Per aumentare l'efficienza termica dei tradizionali camini a legna è possibile ricorrere a degli appositi apparecchi, detti recuperatori di calore, che consentono di ottenere una resa simile a quella dei caminetti chiusi e, di conseguenza, di risparmiare nell'uso del combustibile.

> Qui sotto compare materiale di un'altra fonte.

PR #954, opened 2019-05-30
(maint) Don't delete packages from rsync servers

mwaggett:
This commit removes the `--delete` flag from the `deploy_to_rsync_server`
process. As we plan to archive EOL packages, we want people using our rsync
servers to be able continue to do so with minimal effort on our part, so,
rather than maintaining a separate rsync server for archives, we'll just keep
packages available on the existing ones FOREVER.

### DIFF
--- a/tasks/ship.rake
+++ b/tasks/ship.rake
@@ -240,7 +240,8 @@ namespace :pl do
         Pkg::Util::Execution.retry_on_fail(:times => 3) do
           Pkg::Config.rsync_servers.each do |rsync_server|
             ['apt', 'yum'].each do |repo|
-              command = "sudo su - rsync --command 'rsync --verbose -a --exclude '*.html' --delete /opt/repo-s3-stage/repositories/#{repo}.puppetlabs.com/ rsync@#{rsync_server}:/opt/repository/#{repo}'"
+              # Don't --delete so that folks using archived packages can continue to do so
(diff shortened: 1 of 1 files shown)


tasks/ship.rake
```diff
@@ -240,7 +240,7 @@ namespace :pl do
         Pkg::Util::Execution.retry_on_fail(:times => 3) do
           Pkg::Config.rsync_servers.each do |rsync_server|
             ['apt', 'yum'].each do |repo|
-              command = "sudo su - rsync --command 'rsync --verbose -a --exclude '*.html' --delete /opt/repo-s3-stage/repositories/#{repo}.puppetlabs.com/ rsync@#{rsync_server}:/opt/repository/#{repo}'"
+              command = "sudo su - rsync --command 'rsync --verbose -a --exclude '*.html' /opt/repo-s3-stage/repositories/#{repo}.puppetlabs.com/ rsync@#{rsync_server}:/opt/repository/#{repo}'"
```
underscorgan: might be helpful to comment about why we aren't `--delete`ing here just for the sake of future us?

mwaggett: ahh yeah, I figured the commit message could provide that info, but I can add a comment.

mwaggett: @underscorgan added!

e-gris:
@mwaggett I'll hold off the merge in case you want to squash or not.

PR #956, opened 2019-06-05
 (maint) Update regex for error when repromoting a package

underscorgan:
We recently found anonymous deletions were enabled on the repo we were
targeting. When we removed that permission, the error message for
promoting a package that already exists changed. As a result of this, we
also found we were using an invalid field in our error messages.

### DIFF
--- a/lib/packaging/artifactory.rb
+++ b/lib/packaging/artifactory.rb
@@ -305,10 +305,10 @@ module Pkg
             promoted_artifact.properties(properties)
           end
         rescue Artifactory::Error::HTTPError => e
-          if e.message =~ /destination and source are the same/i
+          if e.message =~ /(destination and source are the same|user doesn't have permissions to override)/i
             puts "Skipping promotion of #{artifact_name}; it has already been promoted"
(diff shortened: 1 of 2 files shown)


lib/packaging/artifactory.rb
```diff
@@ -305,10 +305,10 @@ def promote_package(pkg, ref, platform_tag, repository, debian_component = nil)
             promoted_artifact.properties(properties)
           end
         rescue Artifactory::Error::HTTPError => e
-          if e.message =~ /destination and source are the same/i
+          if e.message =~ /(destination and source are the same|user doesn't have permissions to override)/i
```
mwaggett: Is it possible to get the permissions error in other cases? I want to make sure we don't obscure a real permissions issue.

underscorgan: I think this error is just when you're trying to write a file that already exists and you don't have delete permissions.

mwaggett: ahh okay, 'override', that makes sense

PR #957, opened 2019-06-07
(maint) Don't use `set -e` for windows signing

underscorgan:
We need to be able to loop through timestamp servers, and if the first
signing fails `set -e` will cause the code to exit. Instead, after each
signature if it was unable to sign successfully, explicitly `exit 1`.

### DIFF
--- a/lib/packaging/sign/msi.rb
+++ b/lib/packaging/sign/msi.rb
@@ -62,50 +62,54 @@ module Pkg::Sign::Msi
     #
     # Once we no longer support Windows 8/Windows Vista, we can remove the
     # first Sha1 signature.
-    Pkg::Util::Net.remote_ssh_cmd(ssh_host_string, %Q(for msi in #{msis.map { |d| File.basename(d) }.join(" ")}; do
-      if "/cygdrive/c/tools/osslsigncode-fork/osslsigncode.exe" verify -in "C:/#{work_dir}/$msi" ; then
-        echo "$msi is already signed, skipping . . ." ;
-      else
-          tries=5
-          sha1Servers=(http://timestamp.verisign.com/scripts/timstamp.dll
-            http://timestamp.globalsign.com/scripts/timstamp.dll
-            http://www.startssl.com/timestamp)
-              for timeserver in "${sha1Servers[@]}"; do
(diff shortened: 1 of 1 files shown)


underscorgan:
I'm running some testing locally and want to make sure that works before this gets merged in

underscorgan:
also definitely recommend reviewing with whitespace changes hidden, it was complicated looping with bad whitespacing and I lined it up to make sure I was putting changes in the right place

underscorgan:
Using this packaging I was able to confirm that I can sign windows packages
Screen Shot of msi digital signatures

I also tested this with an explicit `exit 1` in the ssh command to make sure it would in fact fail with a signature failure
```
commit 061882df87e4b930fb3ca46187e0c4ae1ae1333f (HEAD -> test, origin/test)
Author: Morgan Rhodes <morgan@puppet.com>
Date:   Fri Jun 7 15:04:43 2019 -0700

    (maint) force a failure

diff --git a/lib/packaging/sign/msi.rb b/lib/packaging/sign/msi.rb
index 2be0bc4..22b9221 100644
--- a/lib/packaging/sign/msi.rb
+++ b/lib/packaging/sign/msi.rb
@@ -63,6 +63,7 @@ module Pkg::Sign::Msi
     # Once we no longer support Windows 8/Windows Vista, we can remove the
     # first Sha1 signature.
     Pkg::Util::Net.remote_ssh_cmd(ssh_host_string, %Q(for msi in #{msis.map { |d| File.basename(d) }.join(" ")}; do
+      exit 1
       if "/cygdrive/c/tools/osslsigncode-fork/osslsigncode.exe" verify -in "C:/#{work_dir}/$msi" ; then
         echo "$msi is already signed, skipping . . ." ;
       else
```

and as expected the sign command failed.

underscorgan:
Difference between 2 commits without whitespace: https://github.com/underscorgan/packaging/compare/6aa7f2efa47d1c2adf0d3ece2eedd4da0898e008...64178976674e294883dec3f17ef0a441b82cb416?w=1

I tested this signing unsigned packages, signed packages, and forced an `exit 1` to make sure this all still works.

PR #958, opened 2019-06-10
(maint) Make the Pkg::Deb::Repo #sign_repos spec allow for the 'keychain' command.

e-gris:
In an attempt into understanding the SIGTERM issues we've been
occasionally spotting in packaging, I noticed that rspec didn't run on
my machine. Turns out I had 'keychain' installed and the spec tests
didn't allow for that. rspec was failing on my box.

Update the spec test to allow for this possibility.
Also sneak in a minor bit of code refactoring in Pkg::Deb::Repo.sign_repos

### DIFF
--- a/spec/lib/packaging/deb/repo_spec.rb
+++ b/spec/lib/packaging/deb/repo_spec.rb
@@ -128,12 +128,21 @@ describe "Pkg::Deb::Repo" do
     end
 
     it "makes a repo for each dist" do
+      # stub out start_keychain to prevent actual keychain starts.
+      Pkg::Util::Gpg.stub(:start_keychain)
+
       dists = cows.reject { |cow| cow.empty? }
       distfiles = {}
-      reprepro = "/bin/reprepro"
       Pkg::Util::File.should_receive(:directories).with("repos/apt").and_return(dists)
-      Pkg::Util::Tool.should_receive(:check_tool).with("reprepro").and_return(reprepro)
-      Pkg::Util::Execution.should_receive(:capture3).at_least(1).times.with("#{reprepro} -vvv --confdir ./conf --dbdir ./db --basedir ./ export")
+
+      # Let the keychain command happen if find_tool('keychain') finds it
+      keychain_command = "/usr/bin/keychain -k mine"
+      allow(Pkg::Util::Execution).to receive(:capture3) { keychain_command }
+
+      # Enforce reprepro
+      reprepro_command = "/bin/reprepro"
+      Pkg::Util::Tool.should_receive(:check_tool).with("reprepro").and_return(reprepro_command)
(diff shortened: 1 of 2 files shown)


mwaggett:
Looks like the `Pkg::Deb::Repo.sign_repos` method is only used here: https://github.com/puppetlabs/packaging/blob/1.0.x/tasks/nightly_repos.rake#L40
which is only used here: https://github.com/puppetlabs/packaging/blob/1.0.x/tasks/nightly_repos.rake#L27
which is only used here: https://github.com/puppetlabs/packaging/blob/1.0.x/tasks/nightly_repos.rake#L263
which is used in ci-job-configs, e.g. https://github.com/puppetlabs/ci-job-configs/blob/master/resources/scripts/puppet-agent-internal-promotion.sh#L111

I think if you run https://github.com/puppetlabs/ci-job-configs/blob/master/resources/scripts/puppet-agent-internal-promotion.sh#L109-L111 from the puppet-agent repo at an already-build version that should be good?

e-gris:
I tested the minor refactor. I didn't break anything.

spec/lib/packaging/deb/repo_spec.rb
```diff
@@ -128,12 +128,21 @@
...
       dists = cows.reject { |cow| cow.empty? }
       distfiles = {}
-      reprepro = "/bin/reprepro"
       Pkg::Util::File.should_receive(:directories).with("repos/apt").and_return(dists)
-      Pkg::Util::Tool.should_receive(:check_tool).with("reprepro").and_return(reprepro)
-      Pkg::Util::Execution.should_receive(:capture3).at_least(1).times.with("#{reprepro} -vvv --confdir ./conf --dbdir ./db --basedir ./ export")
+
+      # Let the keychain command happen if find_tool('keychain') finds it
+      keychain_command = "/usr/bin/keychain -k mine"
+      allow(Pkg::Util::Execution).to receive(:capture3) { keychain_command }
```
mwaggett: It looks like keychain is only loaded if `Pkg::Util::Tool.find_tool('keychain')` is true. I'm wondering if it would make more sense to just `allow(Pkg::Util::Tool).to receive(:find_tool).with('keychain').and_return(false)` (or whatever the exact syntax is) and move on from there?

e-gris: Seems to me minimally testing the case of keychain existing on the current machine is richer than coercing the environment into insisting that keychain isn't there.

mwaggett: In that case, the keychain case should be a separate test case. Right now, you're just allowing the current test to pass through if keychain exists.

e-gris: If keychain is there, I'm testing that it has the correct form. If it isn't there, we carry on.
This mimics the design of the actual method.

The method itself could be refactored to handle keychain and reprepro seperately but that looks like unnecessary work.

PR #961, opened 2019-06-28
(RE-12520) Don't try to ship gems with unset params

mwaggett:
tldr: allow skipping the `ship_gem_to_downloads` task if `gem_host` is unset so that projects can keep using `uber_ship_lite` (which includes `ship_gem`, which includes `ship_gem_to_downloads`), but fail if `gem_path` is unset so that we don't accidentally ship to a weird path.

### DIFF
--- a/tasks/ship.rake
+++ b/tasks/ship.rake
@@ -324,6 +324,7 @@ namespace :pl do
   task :ship_gem_to_downloads => 'pl:fetch' do
     unless Pkg::Config.gem_host
       warn 'Value `Pkg::Config.gem_host` not defined; skipping shipping to public Download server'
+      exit
     end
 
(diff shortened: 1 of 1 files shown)


mwaggett:
Tested by:
1. checkout bolt-vanagon 1.25.0
2. `bundle install`
3. `bundle exec rake pl:jenkins:retrieve`
4. `bundle exec rake pl:ship_gem` - confirmed that without this change, the task fails
5. set `PACKAGING_LOCATION` to this branch
6. `bundle update`
7. `bundle exec rake pl:ship_gem` - confirmed that the task exits cleanly with a warning after this change
8. set `GEM_HOST` to weth
9. `bundle exec rake pl:ship_gem` - confirmed that the task now fails with `gem_path` unset

PR #962, opened 2019-07-09
(RE-12520) 0.99.36 release preparation.

e-gris:


sarameisburger:
You'll wanna update https://github.com/puppetlabs/packaging/pull/962/files#diff-4ac32a78649ca5bdd8e0ba38b7006a1eR428 as well

CHANGELOG.md
```diff
@@ -3,6 +3,11 @@
 This changelog adheres to [Keep a CHANGELOG](http://keepachangelog.com/).
 
 ## [Unreleased]
+## [0.99.36] - 2019-07-09
+### Updated
```
mwaggett: (nitpick, also not specific to this PR, BUT) do we want to keep `Updated` as a heading? Looks like the 0.99.34 release is the first time we used it. In the past, we've just used 'Added', 'Changed', 'Fixed', and 'Removed'. ¯\_(ツ)_/¯

e-gris:
D'oh!  I miss that _every_ damn time.

CHANGELOG.md
e-gris: Let's fix that now. Don't need 'Updated' with 'Changed' already established.

PR #964, opened 2019-08-09
(RE-12499) Add artifactory tasks to download and ship PE packages

sarameisburger:
`download_packages` downloads specified packages based on md5sum
`ship_pe_tarballs` grabs tarballs from specified directory and ships them to specified artifactory repo + paths

Relates to: https://github.com/puppetlabs/enterprise-dist/pull/3536

### DIFF
--- a/lib/packaging/artifactory.rb
+++ b/lib/packaging/artifactory.rb
@@ -1,5 +1,6 @@
 require 'uri'
 require 'open-uri'
+require 'digest'
 
 module Pkg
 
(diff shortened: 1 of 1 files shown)


lib/packaging/artifactory.rb
```diff
@@ -318,6 +318,47 @@ def promote_package(pkg, ref, platform_tag, repository, debian_component = nil)
       end
     end
 
+    # Using the manifest provided by enterprise-dist, grab the appropropriate packages from artifactory based on md5sum
+    # staging_directory String location to download packages to
+    # manifest File containing information about what packages to download and the corresponding md5sums
```
mwaggett: Can these follow the `@param <name> [<Type>] <description>` format that's already used in this file?

lib/packaging/artifactory.rb
```diff
@@ -318,6 +318,47 @@ def promote_package(pkg, ref, platform_tag, repository, debian_component = nil)
...
+    def download_packages(staging_directory, manifest)
+      check_authorization
+      require 'digest'
```
mwaggett: I feel like things should be required at the top of the file, though I'm not totally sure of the pros/cons..

lib/packaging/artifactory.rb
```diff
@@ -318,6 +318,47 @@ def promote_package(pkg, ref, platform_tag, repository, debian_component = nil)
...
+            artifact_to_download.download("#{staging_directory}/#{dist}", filename: "#{info["filename"]}")
+          end
+        end
+      end
+    end
+
+    # Ship PE tarballs to specified artifactory repo and paths
+    # tarball_path String the path of the tarballs to ship
+    # target_repo String the artifactory repo to ship the tarballs
+    # ship_paths [String] the artifactory path(s) to ship the tarballs to within the target_repo
```
mwaggett: same re: formatting

lib/packaging/artifactory.rb
```diff
@@ -318,6 +318,47 @@ def promote_package(pkg, ref, platform_tag, repository, debian_component = nil)
...
+            puts "downloading #{artifact_to_download.download_uri}"
+            artifact_to_download.download("#{staging_directory}/#{dist}", filename: "#{info["filename"]}")
+          end
+        end
+      end
+    end
+
+    # Ship PE tarballs to specified artifactory repo and paths
+    # tarball_path String the path of the tarballs to ship
+    # target_repo String the artifactory repo to ship the tarballs
```
mwaggett:
```suggestion
    # target_repo String the artifactory repo to ship the tarballs to
```

sarameisburger:
@mwaggett updated based on your comments. There aren't any meaningful tests I can think of for these methods that don't require an artifactory connection

lib/packaging/artifactory.rb
```diff
@@ -318,6 +319,46 @@ def promote_package(pkg, ref, platform_tag, repository, debian_component = nil)
       end
     end
 
+    # Using the manifest provided by enterprise-dist, grab the appropropriate packages from artifactory based on md5sum
+    # @param staging_directory [String] location to download packages to
+    # @param manifest [File] manifest file containing information about what packages to download and the corresponding md5sums
```
mwaggett: Is `manifest` really of type `File`? It's being operated on like a Hash I think?

mwaggett:
okay, yeah, I guess tests wouldn't really make much sense for these. Just wanted to make sure we were thinking about it. 😜

lib/packaging/artifactory.rb
sarameisburger: as far as i can tell it's a JSON file? https://github.com/puppetlabs/enterprise-dist/blob/02470a6d422f1b6e576650d4166c26908cc483bb/tasks/utils.rake#L234

mwaggett: huh.. I didn't know you could operate on that without opening the file? ¯\_(ツ)_/¯

PR #967, opened 2019-08-13
(RE-12499) Add function to purge tarballs from artifactory if a compose fails

sarameisburger:
Tested by shipping pe tarballs to artifactory and then deleting them. Will be called in enterprise-dist during compose if not all platform cells succeed in the compose job because we don't want partial ships

### DIFF
--- a/lib/packaging/artifactory.rb
+++ b/lib/packaging/artifactory.rb
@@ -359,6 +359,31 @@ module Pkg
       end
     end
 
+    # Remove shipped PE tarballs from artifactory
+    # Used when compose fails, we only want the tarball shipped to artifactory if all platforms succeed
+    # Identify which packages were created and shipped based on md5sum and remove them
+    # @param tarball_path [String] the local path to the tarballs that were shipped
+    # @param pe_repo [String] the artifactory repo the tarballs were shipped to
+    def purge_copied_pe_tarballs(tarball_path, pe_repo)
+      check_authorization
+      Dir.foreach("#{tarball_path}/") do |pe_tarball|
+        unless pe_tarball == '.' || pe_tarball == ".."
+          md5 = Digest::MD5.file("#{tarball_path}/#{pe_tarball}").hexdigest
+          artifacts_to_delete = Artifactory::Resource::Artifact.checksum_search(md5: md5, repos: pe_repo)
+          unless artifacts_to_delete.nil?
+            begin
+              artifacts_to_delete.each do |artifact|
+                puts "removing...#{pe_tarball} from #{pe_repo}"
+                artifact.delete
+              end
+            rescue Artifactory::Error::HTTPError
+              STDERR.puts "Error: cannot remove #{pe_tarball}, do you have the right permissions?"
+            end
+          end
+        end
+      end
+    end
+
     private :check_authorization
   end
 end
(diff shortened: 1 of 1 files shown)


lib/packaging/artifactory.rb
```diff
@@ -359,6 +359,31 @@ def ship_pe_tarballs(tarball_path, target_repo, ship_paths)
       end
     end
 
+    # Remove shipped PE tarballs from artifactory
+    # Used when compose fails, we only want the tarball shipped to artifactory if all platforms succeed
+    # Identify which packages were created and shipped based on md5sum and remove them
+    # @param tarball_path [String] the local path to the tarballs that were shipped
+    # @param pe_repo [String] the artifactory repo the tarballs were shipped to
+    def purge_copied_pe_tarballs(tarball_path, pe_repo)
```
e-gris: This is purely a stylistic comment but I find code much easier to read if the main gist of the code isn't inside a conditional. This keeps me from having to hold onto the conditional context while I'm reading the code. In this case, by turning the `unless` statements into `next`, much of it unfolds nicely:

```ruby
Dir.foreach("#{tarball_path}/") do |pe_tarball|
  next if pe_tarball == '.' || pe_tarball == ".."
  md5 = Digest::MD5.file("#{tarball_path}/#{pe_tarball}").hexdigest
  artifacts_to_delete = Artifactory::Resource::Artifact.checksum_search(md5: md5, repos: pe_repo)
  next if artifacts_to_delete.nil?
  begin
    artifacts_to_delete.each do |artifact|
    puts "removing...#{pe_tarball} from #{pe_repo}"
    artifact.delete
  end
  rescue Artifactory::Error::HTTPError
    STDERR.puts "Error: cannot remove #{pe_tarball}, do you have the right permissions?"
  end
end
```

sarameisburger: I'm not super familiar with using `next` but we don't want to continue `if pe_tarball == '.' || pe_tarball == ".." ` so would the unless be replaced with a `break` or am I misunderstanding?

e-gris: 'break' will stop the iteration entirely.
'next' will proceed to the next item in the iteration.

If I'm reading this correctly if pe_tarball == . or .., we just want to skip it and continue onto the next item in the foreach.

sarameisburger: Ahh ok gotcha, I was thinking of it as a "continue" instead of a "move on to the next one." I'll rewrite it with the nexts and test it out

sarameisburger: Ok @e-gris I re-wrote it as suggested and tested with it! I agree that this new way is easier to read

e-gris: break / continue / next / pass / goto / last -- computer languages, gotta love em!

lib/packaging/artifactory.rb
```diff
@@ -359,6 +359,29 @@ def ship_pe_tarballs(tarball_path, target_repo, ship_paths)
...
+      check_authorization
+      Dir.foreach("#{tarball_path}/") do |pe_tarball|
+        next if pe_tarball == '.' || pe_tarball == ".."
+        md5 = Digest::MD5.file("#{tarball_path}/#{pe_tarball}").hexdigest
+        artifacts_to_delete = Artifactory::Resource::Artifact.checksum_search(md5: md5, repos: pe_repo)
+        next if artifacts_to_delete.nil?
+        begin
+          artifacts_to_delete.each do |artifact|
+            puts "removing...#{pe_tarball} from #{pe_repo}"
```
mwaggett: (nitpick) the `...` looks weird in the middle there..

PR #970, opened 2019-08-15
(RE-11765) remove symlinks in the gem

e-gris:
Be nice to Windows users (and generally a good citizen overall) by replacing
symlinks in the spec directory with actual files.

See the Jira for testing notes for this change.

### DIFF
--- a/spec/fixtures/config/ext/build_defaults.yaml
+++ b/spec/fixtures/config/ext/build_defaults.yaml
@@ -1,1 +1,2 @@
-../params.yaml
+---
+:apt_host: foo
--- a/spec/fixtures/config/ext/project_data.yaml
+++ b/spec/fixtures/config/ext/project_data.yaml
@@ -1,1 +1,2 @@
-../params.yaml
+---
+:apt_host: foo
--- a/spec/fixtures/config/params.yaml
+++ b/spec/fixtures/config/params.yaml
@@ -1,2 +1,0 @@
----
-:apt_host: foo
--- a/spec/lib/packaging/config_spec.rb
+++ b/spec/lib/packaging/config_spec.rb
@@ -357,7 +357,7 @@ describe "Pkg::Config" do
         # apt_host: is set to "foo" in the fixture
         orig = Pkg::Config.apt_host
         Pkg::Config.apt_host = "bar"
-        Pkg::Config.config_from_yaml(File.join(FIXTURES, 'config', 'params.yaml'))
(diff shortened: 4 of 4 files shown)


mwaggett:
Want to also remove the whole `spec/fixtures/config/params.yaml` file, if it's not being used anywhere anymore?

e-gris:
I had a moment where it seemed like something might indirectly be using it, but I couldn't fully confirm one way or the other. For the sake of conservatism (knowing that I'm going on PTO soon), I thought we should probably keep it for now.

I can write a ticket to delete them entirely in the short term but I would like to get Glenn unblocked in the short term.

mwaggett:
https://github.com/puppetlabs/packaging/blob/1.0.x/spec/lib/packaging/config_spec.rb#L360 is the only reference to that file that I can find. I think that could just be updated to use the build_defaults file.

If something explodes while you're on PTO, we've got your back. 😊

mwaggett:
@e-gris looks like you may have misunderstood me. I was saying you could remove the `spec/fixtures/config/ext/params.yaml` file, since you had changed the `spec/fixtures/config/ext/build_defaults.yaml` and `spec/fixtures/config/ext/project_data.yaml` files to contain their own data, rather than referencing `params.yaml`.

I don't think this change will work because tests still reference the `build_defaults.yaml` and `project_data.yaml` files. If you wanted to change those to reference `params.yaml`, that could be another approach.

e-gris:
Hmm,

https://github.com/puppetlabs/packaging/blob/c273ce180ce9aa80be1a92ab148180fc645a41c2/spec/lib/packaging/config_spec.rb#L360 still references params.yaml

Without it:

$ bundle exec rspec
Failures:

  1) Pkg::Config #config_from_yaml given a yaml file should, use it to set params
     Failure/Error: Pkg::Config.config_from_yaml(File.join(FIXTURES, 'config', 'params.yaml'))
     RuntimeError:
       There was an error loading data from /home/eric_griswold/git/packaging/spec/fixtures/config/params.yaml.


If I'm reading things correctly, then we should keep all 3 files, just not have any symlinks.

mwaggett:
@e-gris That's what I was saying in my previous comment: you could change https://github.com/puppetlabs/packaging/blob/c273ce180ce9aa80be1a92ab148180fc645a41c2/spec/lib/packaging/config_spec.rb#L360 to reference `spec/fixtures/config/ext/build_defaults.yaml` instead and then `params.yaml` could be safely removed.

e-gris:
@mwaggett OK, done.

PR #971, opened 2019-08-20
(maint) Calculate + ship md5sum of package

sarameisburger:
There are sometimes md5sum mismatch errors when shipping to artifactory, so let's calculate the md5sum of the file we want to ship to artifactory and include it when shipping to ensure accuracy. I'm hoping this will resolve the md5sum mismatch errors we've been seeing when trying to compose (mismatch md5s between packages.json and what lives in artifactory).

### DIFF
--- a/lib/packaging/artifactory.rb
+++ b/lib/packaging/artifactory.rb
@@ -198,10 +198,13 @@ module Pkg
 
       check_authorization
       artifact = Artifactory::Resource::Artifact.new(local_path: package)
+      artifact_md5 = Digest::MD5.file(package).hexdigest
+      headers = { "X-Checksum-Md5" => artifact_md5 }
       artifact.upload(
         data[:repo_name],
         File.join(data[:alternate_subdirectories], File.basename(package)),
-        deploy_properties(platform_tag)
+        deploy_properties(platform_tag),
+        headers
       )
     rescue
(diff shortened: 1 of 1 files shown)


sarameisburger:
Tested this by shipping a pe-client-tools rpm - instead of getting a warning of `Client did not publish a checksum value.` like in -> https://artifactory.delivery.puppetlabs.net/artifactory/webapp/#/artifacts/browse/tree/General/rpm__local/development/pe-client-tools/71a79fc42e7a4f1afb3b35d863e8a29aec7b9826/el-7-x86_64/pe-client-tools-19.0.5.3.g71a79fc-1.el7.x86_64.rpm it now shows up as ` (Uploaded: Identical)` here https://artifactory.delivery.puppetlabs.net/artifactory/webapp/#/artifacts/browse/tree/General/rpm__local/development/pe-client-tools/59bd1a49e8a7926eaa23975aea314f83f7219e83/el-7-x86_64/pe-client-tools-19.1.3.20.g6b05cb0-1.el7.x86_64.rpm

sarameisburger:
Note: _most_ of the time the md5sum matches what we expect it to be but there are some instances where this is not the case. It's been really difficult to pinpoint the issue because it's so sporadic (ex. pe-client-tools md5sum mismatches in 2018.1 and 2019.1 but not 2019.0 or 2019.2) so hopefully calculating and publishing the sums during ship will resolve this problem or at least give us more insight as to where the problem is occurring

I camini a legna con focolare aperto sono senz'altro più caratteristici dei camini a focolare chiuso, la resa estetica è eccezionale, ma quella termica è invece molto scarsa, in quanto solamente il 10-15% dell'energia consumata viene ceduta all'ambiente come calore e ben l'80-90% si disperde attraverso la canna fumaria. Sono più che altro degli elementi di arredo che impreziosiscono gli ambienti della casa, oltre ad essere molto utili per cucinare alla brace e allo spiedo. Tuttavia esistono dei particolari sistemi che, con facili installazioni, permettono di recuperare gran parte del calore che altrimenti andrebbe disperso, aumentando il rendimento del vostro camino a legna. Sono i cosiddetti recuperatori di calore, in commercio se ne trovano di diverse tipologie, alcuni esempi sono: i termoventilatori, i sistemi a doppio focolare e gli inserti denominati caminetti-stufa. In alternativa ad essi si può optare per il caminetto ventilato. Vediamoli nel dettaglio.

Caminetto ventilato

Si tratta di un camino che ha l'aspetto dei classici camini aperti, ma è dotato di scambiatori di calore che permettono di generare una quantità maggiore di aria calda. Il caminetto ventilato è caratterizzato da intercapedini poste sul basamento e sul fondo del focolare, nelle quali circola l'aria prelevata dall'interno o dall'esterno, si riscalda e poi fuoriesce in apposite bocchette e viene diffusa nei locali. Al posto delle intercapedini ci possono essere delle lastre in ghisa che fungono da riscaldatori dell'aria e vi sono modelli funzionanti a circolazione forzata, ovvero accessoriati di ventilatori che migliorano ulteriormente il rendimento termico. Pur incrementando la produzione di calore, questo tipo di camino non è l'ideale per riscaldare spazi di grande estensione.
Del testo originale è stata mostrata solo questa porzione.